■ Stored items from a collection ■

>>>>

PR #577, opened 2019-07-17
BoundaryValidationData annotation for whole block

avieth:
byron-proxy needs to de-serialize and re-serialize boundary blocks.
By retaining the bytes of the whole boundary block, this is now
possible. The CBOR list length and tag discriminator bytes can be
pre-pended to this byte string annotation.


ruhatch (approved):
LGTM :D

PR #580, opened 2019-07-18
export KeyHash constructor

avieth:
I have an application in which I need to construct a KeyHash from an
already hashed thing, namely a StakeholderId from cardano-sl.

This doesn't make it any less safe. `KeyHash` has `FromCBOR` so you
could always use that to construct one that's not actually a hash of a
`VerificationKey`.


ruhatch (approved):
LGTM!

bors r+

PR #586, opened 2019-07-25
Remove epochTransition from updateHeader

ruhatch:
This updates the epoch and header processing to match recent changes in the Byron chain specification.


dnadales (approved):
LGTM

PR #82, opened 2023-01-13
Fixes #81 - wrong app var name for python expose

### LINKED ISSUE #81: Python expose plugin is substituting the capability in place of the FastAPI app variable name
The Python expose plugin is substituting the capability in place of the FastAPI app variable name. This causes the dispatcher to attempt to invoke API calls against the wrong variable and causes requests to fail.

DavidSeptimus-Klotho:
Fixes #81 by changing the `AppVarName` value set in the gateway spec back from `Capability.ID` to the name of the exported variable associated with the annotated FastAPI app.

compiled output for `py-microservices` Output after change:
image
image
image

### Standard checks

### DIFF
--- a/pkg/lang/python/plugin_expose.go
+++ b/pkg/lang/python/plugin_expose.go
@@ -200,7 +200,7 @@ func (h *restAPIHandler) handleFile(f *core.SourceFile) (*core.SourceFile, error
 
 		}
 
-		var appName string
+		var appVarName string
 		app, err := h.findFastAPIAppDefinition(capNode, f)
 		if err != nil {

<<<<

■ Goal of the exercise ■
Nothing should be missing: every line above must be reproduced exactly.

■ Written response ■
PR #577, opened 2019-07-17
BoundaryValidationData annotation for whole block

avieth:
byron-proxy needs to de-serialize and re-serialize boundary blocks.
By retaining the bytes of the whole boundary block, this is now
possible. The CBOR list length and tag discriminator bytes can be
pre-pended to this byte string annotation.


ruhatch (approved):
LGTM :D

PR #580, opened 2019-07-18
export KeyHash constructor

avieth:
I have an application in which I need to construct a KeyHash from an
already hashed thing, namely a StakeholderId from cardano-sl.

This doesn't make it any less safe. `KeyHash` has `FromCBOR` so you
could always use that to construct one that's not actually a hash of a
`VerificationKey`.


ruhatch (approved):
LGTM!

bors r+

PR #586, opened 2019-07-25
Remove epochTransition from updateHeader

ruhatch:
This updates the epoch and header processing to match recent changes in the Byron chain specification.


dnadales (approved):
LGTM

PR #82, opened 2023-01-13
Fixes #81 - wrong app var name for python expose

### LINKED ISSUE #81: Python expose plugin is substituting the capability in place of the FastAPI app variable name
The Python expose plugin is substituting the capability in place of the FastAPI app variable name. This causes the dispatcher to attempt to invoke API calls against the wrong variable and causes requests to fail.

DavidSeptimus-Klotho:
Fixes #81 by changing the `AppVarName` value set in the gateway spec back from `Capability.ID` to the name of the exported variable associated with the annotated FastAPI app.

compiled output for `py-microservices` Output after change:
image
image
image

### Standard checks

### DIFF
--- a/pkg/lang/python/plugin_expose.go
+++ b/pkg/lang/python/plugin_expose.go
@@ -200,7 +200,7 @@ func (h *restAPIHandler) handleFile(f *core.SourceFile) (*core.SourceFile, error
 
 		}
 
-		var appName string
+		var appVarName string
 		app, err := h.findFastAPIAppDefinition(capNode, f)
 		if err != nil {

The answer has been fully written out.